Highlights & Insights¶
- Architectural-level solution: Unlike the "perturbation + noise" approach of previous unlearnable data methods, this represents a fundamental paradigm shift by changing the release medium.
- Underestimated "Free Lunch": The mathematical structure of the Transformer provides a natural boundary for "inference without training" that has not been previously leveraged for contamination prevention.
- Formal characterization of three properties: Turning the vague concept of "contamination-resistance" into a verifiable set of properties (irreversibility, equivalence, interoperability) facilitates systematic future research.
- Interdisciplinary adaptation: Tools borrowed from representation learning (Platonic Representation Hypothesis, Cross-LoRA, relative representations) demonstrate that literature can be directly translated into evaluation infrastructure.
Limitations & Future Work¶
- Applicable only to Transformer-like models; SSM-based models (e.g., Mamba, RWKV) are not directly supported.
- KV-cache inversion remains feasible for MHA models; GQA/MLA provides practical security but lacks a mathematical guarantee.
- Equivalence is difficult to strictly verify; benchmark providers need standardized calibration and backtesting protocols.
- Anchor model selection may introduce bias (marginalizing small model families).
- Multi-turn, dynamic, and interactive benchmarks (CoQA, WebShop, DynaBench) require specialized adaptation.
- While storage increments are controllable (350MB/100K tokens), large-scale benchmarks like MMLU still require >17GB, necessitating further optimization for long-term accumulation.
Related Work & Insights¶
- vs.

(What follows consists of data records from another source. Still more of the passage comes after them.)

PR #11825, opened 2026-02-14
fix: use dash-separated HTTP header name for session ID (#11732)

### LINKED ISSUE #11732: Use dash-separated header session-id instead of session_id
## What version of Codex is running?
openai/codex current main in v0.101.0.

## What issue are you seeing?
The Codex client sends requests to our internal Envoy-based model gateway. Our gateway rejects HTTP headers that contain underscores (_) `session_id`.

This behavior is intentional on our side and aligns with common HTTP best practices. Underscores in HTTP header names are discouraged due to interoperability issues with common web servers and proxies, which often ignore or drop such headers by default.

As a result, requests from the Codex client fail when underscore-containing headers are present.

## Why this matters

While we can relax the validation rule in our gateway, we prefer not to, since:

- It aligns with widely adopted HTTP conventions.
- It avoids subtle interoperability issues across proxies and infrastructure components.
- It maintains consistency with common production hardening practices.

## Request
Would it be possible for the Codex client to switch from underscore-separated header names to dash-separated header names (e.g., x-foo-bar instead of x_foo_bar)?

Using dash-separated headers would improve compatibility with common HTTP infrastructure without requiring downstream gateways to weaken validation rules.

echoVic:
## Summary

Replace underscore-separated `session_id` HTTP header with dash-separated `session-id` to comply with HTTP best practices.

## Problem

The Codex client sends a `session_id` HTTP header in API requests. Many proxies and gateways (e.g., Envoy, nginx) reject or silently drop headers containing underscores by default, as this aligns with [RFC 7230](https://tools.ietf.org/html/rfc7230) conventions and common production hardening practices.

This causes requests to fail when routed through infrastructure that enforces strict header name validation.

## Fix

- Rename `session_id` → `session-id` in `codex-rs/codex-api/src/requests/headers.rs`
- Update corresponding test assertions in `codex-rs/codex-api/tests/clients.rs` and `codex-rs/core/tests/suite/client.rs`

## Impact

This is a breaking change for any server-side code that reads the `session_id` header by name. The OpenAI backend should be updated to accept `session-id` (or both) before merging.

Fixes #11732

### DIFF
--- a/codex-rs/codex-api/src/requests/headers.rs
+++ b/codex-rs/codex-api/src/requests/headers.rs
@@ -5,7 +5,7 @@ use http::HeaderValue;
 pub fn build_conversation_headers(conversation_id: Option<String>) -> HeaderMap {
     let mut headers = HeaderMap::new();
     if let Some(id) = conversation_id {
-        insert_header(&mut headers, "session_id", &id);
+        insert_header(&mut headers, "session-id", &id);
     }
     headers
 }
--- a/codex-rs/codex-api/tests/clients.rs
+++ b/codex-rs/codex-api/tests/clients.rs
@@ -330,7 +330,7 @@ async fn azure_default_store_attaches_ids_and_headers() -> Result<()> {
     let req = &requests[0];
 
     assert_eq!(
-        req.headers.get("session_id").and_then(|v| v.to_str().ok()),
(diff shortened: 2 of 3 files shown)


etraut-openai:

Decontamination: Identification precision is low at the trillion-token scale; CRD focus on prevention rather than detection.
- vs. Private Benchmarks + Third-party Evaluation: Those raise barriers and harm open science; CRD remains public but unlearnable.

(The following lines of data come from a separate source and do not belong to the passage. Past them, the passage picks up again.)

PR #11841, opened 2026-02-15
fix(core): preserve non-app MCP tools in apps mode

karel-openai:
## Summary
This fixes a regression where enabling `Feature::Apps` could hide non-`codex_apps` MCP tools (e.g. Notion MCP write tools) from the model tool list.

In `built_tools`, the apps path rebuilt `mcp_tools` from:
- selected MCP tools (if any), plus
- filtered `codex_apps` tools.

When there was no MCP tool selection yet, this effectively dropped non-`codex_apps` servers from model-visible tools.

## Root Cause
`built_tools` applied apps filtering by constructing a reduced MCP map and assigning it back to `mcp_tools`.
That reduced map only guaranteed `codex_apps` tool inclusion, so tools from other MCP servers could disappear even though those servers were started and healthy.

## Fix
- Introduce `merge_apps_mode_mcp_tools(...)` to merge app-filtered tools with selected tools.
- Preserve non-`codex_apps` MCP tools when there is no explicit MCP tool selection.
- Preserve explicit selection behavior when selection is present.

## Tests
Added unit tests in `codex-rs/core/src/codex.rs`:
- `apps_mode_keeps_non_codex_apps_mcp_tools_without_selection`
- `apps_mode_respects_explicit_tool_selection`

Ran:
- `cargo test -p codex-core apps_mode_keeps_non_codex_apps_mcp_tools_without_selection -- --nocapture`
- `cargo test -p codex-core apps_mode_respects_explicit_tool_selection -- --nocapture`

## User Impact
With apps enabled, MCP tools from non-app servers (including Notion MCP write tools) remain callable unless explicitly filtered by selection semantics.

### DIFF
--- a/codex-rs/core/src/codex.rs
+++ b/codex-rs/core/src/codex.rs
@@ -4722,6 +4722,25 @@ fn filter_codex_apps_mcp_tools(
         .collect()
 }
 
+fn merge_apps_mode_mcp_tools(
+    mcp_tools: &HashMap<String, crate::mcp_connection_manager::ToolInfo>,
+    mut selected_mcp_tools: HashMap<String, crate::mcp_connection_manager::ToolInfo>,
+    apps_mcp_tools: HashMap<String, crate::mcp_connection_manager::ToolInfo>,
+    preserve_non_codex_apps_tools: bool,
+) -> HashMap<String, crate::mcp_connection_manager::ToolInfo> {
+    if preserve_non_codex_apps_tools {
+        // Keep non-codex_apps MCP tools available when there is no explicit MCP tool selection.
+        for (name, tool) in mcp_tools {
+            if tool.server_name != CODEX_APPS_MCP_SERVER_NAME {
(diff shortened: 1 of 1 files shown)


codex-rs/core/src/codex.rs
```diff
@@ -4902,18 +4921,21 @@ async fn built_tools(
...
         let apps_mcp_tools =
             filter_codex_apps_mcp_tools_only(&mcp_tools, explicitly_enabled.as_ref());
-        selected_mcp_tools.extend(apps_mcp_tools);
-
-        mcp_tools = selected_mcp_tools;
+        mcp_tools = merge_apps_mode_mcp_tools(
+            &mcp_tools,
+            selected_mcp_tools,
+            apps_mcp_tools,
+            selected_tool_names.is_none(),
```
mzeng-openai, line 4937: I think we should include non-apps MCP tools regardless of the current selection.

Issue #11856, opened 2026-02-15
Add toggle/config for CLI spinner (accessibility)


BlindMaster24:
### What variant of Codex are you using?

CLI

### What feature would you like to see?

Please add a setting to enable/disable or customize the spinner in Codex CLI.
I am blind / visually impaired, and constant spinner animation can make screen-reader use harder.
It would be great to have an accessibility option (for example: spinner on/off, reduced updates, or a simpler mode).

### Additional information

Default behavior can stay the same for sighted users, but an explicit accessibility toggle would help a lot.

PR #11860, opened 2026-02-15
Fixed screen reader regression in CLI

etraut-openai:
The `tui.animations` switch should gate all animations in the TUI, but a recent change introduced a regression that didn't include the gate. This makes it difficult to use the TUI with a screen reader.

This fix addresses #11856


edward-bayes (approved):
lgtm!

- vs. Dynamic Benchmarks: Those lose longitudinal comparability; CRDs are static and reproducible.
- vs. Unlearnable Data (Images): Image perturbation fails on text due to paraphrasing; CRD bypasses data-level obfuscation.
- Insight: Utilizing the mathematical properties of model architectures as a resource for security and privacy infrastructure can be extended to model attribution, watermarking, and privacy governance.
Rating¶
- Novelty: ⭐⭐⭐⭐⭐ Releasing CRD through architectural asymmetry is a truly new direction orthogonal to existing anti-contamination routes.

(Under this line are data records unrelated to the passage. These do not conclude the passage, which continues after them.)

PR #11865, opened 2026-02-15
feat(tui) Vim mode

dylan-hurd-oai:
## Summary
Some of us really like Vim bindings when working with prompts! This doesn't support full capabilities Couple of notes on implementation:

* `/vim` to toggle
* No support for Visual mode _yet_, just Normal with navigation + Insert
* `Esc` in Insert mode switches to Normal mode, then `Esc`-`Esc` to edit previous message

## Testing
- [x] Updated existing snapshots
- [x] Added some functional tests


codex-rs/tui/src/bottom_pane/snapshots/codex_tui__bottom_pane__chat_composer__tests__footer_mode_ctrl_c_then_esc_hint.snap
```diff
@@ -10,4 +10,4 @@ expression: terminal.backend()
 "                                                                                                    "
 "                                                                                                    "
 "                                                                                                    "
-"  esc esc to edit previous message                                                                  "
+"  esc esc to edit previous message                                               100% context left  "
```
joshka-oai, line 13: Is this a `/statusline` thing showing up or an intentional unrelated change?

codex-rs/tui/src/bottom_pane/chat_composer.rs
```diff
@@ -3557,20 +3618,16 @@ impl ChatComposer {
                     )
                 };
                 let right_line = if status_line_active {
-                    let full =
-                        mode_indicator_line(self.collaboration_mode_indicator, show_cycle_hint);
-                    let compact = mode_indicator_line(self.collaboration_mode_indicator, false);
+                    let full = self.mode_indicator_line(show_cycle_hint);
+                    let compact = self.mode_indicator_line(false);
```
joshka-oai, line 3622: This could do with some comments / better names - looking at this diff and this code for the first time, I have no idea what these variables control and hence what the impact of this change is.

docs/tui-chat-composer.md
```diff
@@ -38,6 +38,12 @@ The solution is to detect paste-like _bursts_ and buffer them into a single expl
 2. **Paste burst**: transient detection state for non-bracketed paste.
    - implemented by `PasteBurst`
 
+`ChatComposer` also coordinates the textarea input mode:
+
+- **Vim mode**: modal editing (normal/insert). While in Vim normal mode, paste-burst detection
+  is disabled so rapid command keystrokes are never buffered as paste.
+- Slash command `/vim` enables vim mode in the TUI and the public composer widget.
```
joshka-oai, line 45: I'm curious, why a slash command for this rather than a feature flag?
Neither is wrong here, I'm mostly thinking that you might want people to enable this for all their sessions generally (or `--enable vim` for per session use)

codex-rs/tui/src/bottom_pane/textarea.rs
```diff
@@ -112,6 +130,38 @@ impl TextArea {
...
+
+    pub(crate) fn vim_mode_label(&self) -> Option<&'static str> {
+        if !self.vim_enabled {
+            return None;
+        }
+        Some(match self.vim_mode {
+            VimMode::Normal => "Normal",
+            VimMode::Insert => "Insert",
+        })
+    }
```
joshka-oai, line 163: This just gets called then translated to vim:normal / vim:insert- can it instead just pass through the enum to the calling code (vim_mode_indicator_span above) and convert there?

codex-rs/tui/src/bottom_pane/textarea.rs
joshka-oai, line 1: nit: I'd personally suggest moving most of the additive code for vim mode into a small module called from this to have it more self contained (easier to have tests that are close to the file). Codex is fairly good at fixing this up.

codex-rs/tui/src/bottom_pane/textarea.rs
```diff
@@ -1462,6 +1907,32 @@ mod tests {
         assert_eq!(t.cursor(), elem_start);
     }
 
+    #[test]
```
joshka-oai, line 1910: Lots more tests on this (probably) - guessing codex can generate those.

codex-rs/tui/src/slash_command.rs
```diff
@@ -84,8 +85,9 @@ impl SlashCommand {
             SlashCommand::Plan => "switch to Plan mode",
             SlashCommand::Collab => "change collaboration mode (experimental)",
             SlashCommand::Agent => "switch the active agent thread",
-            SlashCommand::Approvals => "choose what Codex is allowed to do",
+            SlashCommand::Approvals => "choose what Codex can do without approval",
```
joshka-oai, line 88: Probably out of scope for this change?

joshka-oai (approved):
General approval to the shape of this. The biggest push back is that there are places beyond the prompt area where we might want vim mode too. If we only handle that here, those other places might feel weird (e.g. additional info when answering a plan question).

- biggest question on design is /vim vs vim feature flag. I'd think a feature flag would be more useful on this unless there's a common need to enable / disable this at runtime.
- needs more tests on the actual vim movement code etc.
- refactor the additive parts of the new vim code into a small module (makes it easier to see the tests with the code, smaller files, smaller cognitive load, etc. - avoids the tendency towards god classes)
- running the doc pass skill I mentioned privately over this adds a few nice to have comments (didn't push this change from my local review copy, 
- I asked codex after the doc pass "How good / right is the vim logic in textarea.rs?" and it came up with a reasonable amount of findings - maybe worth running locally - just small things that would be papercuts for vim users. Worth taking a look at and seeing if there's things you'd fix.

Overall a good baseline that could be shipped and improved on, or held for a bit and improved before shipping.

Note - we've got configurable keybindings coming soon, so it might be worth holding this for a few days and landing this after that to make things a bit easier to coordinate.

- Experimental Thoroughness: ⭐⭐⭐ (Position Paper) — Primarily focuses on argumentation and feasibility analysis rather than SOTA numbers; however, the compatibility table and storage estimates are clear.
- Writing Quality: ⭐⭐⭐⭐ The three properties are clearly formalized, the training-inference diagram is intuitive, and the interdisciplinary synthesis is solid.
- Value: ⭐⭐⭐⭐⭐ Addresses fundamental issues in the evaluation ecosystem; if adopted, it would qualitatively improve the reliability of LLM benchmarks.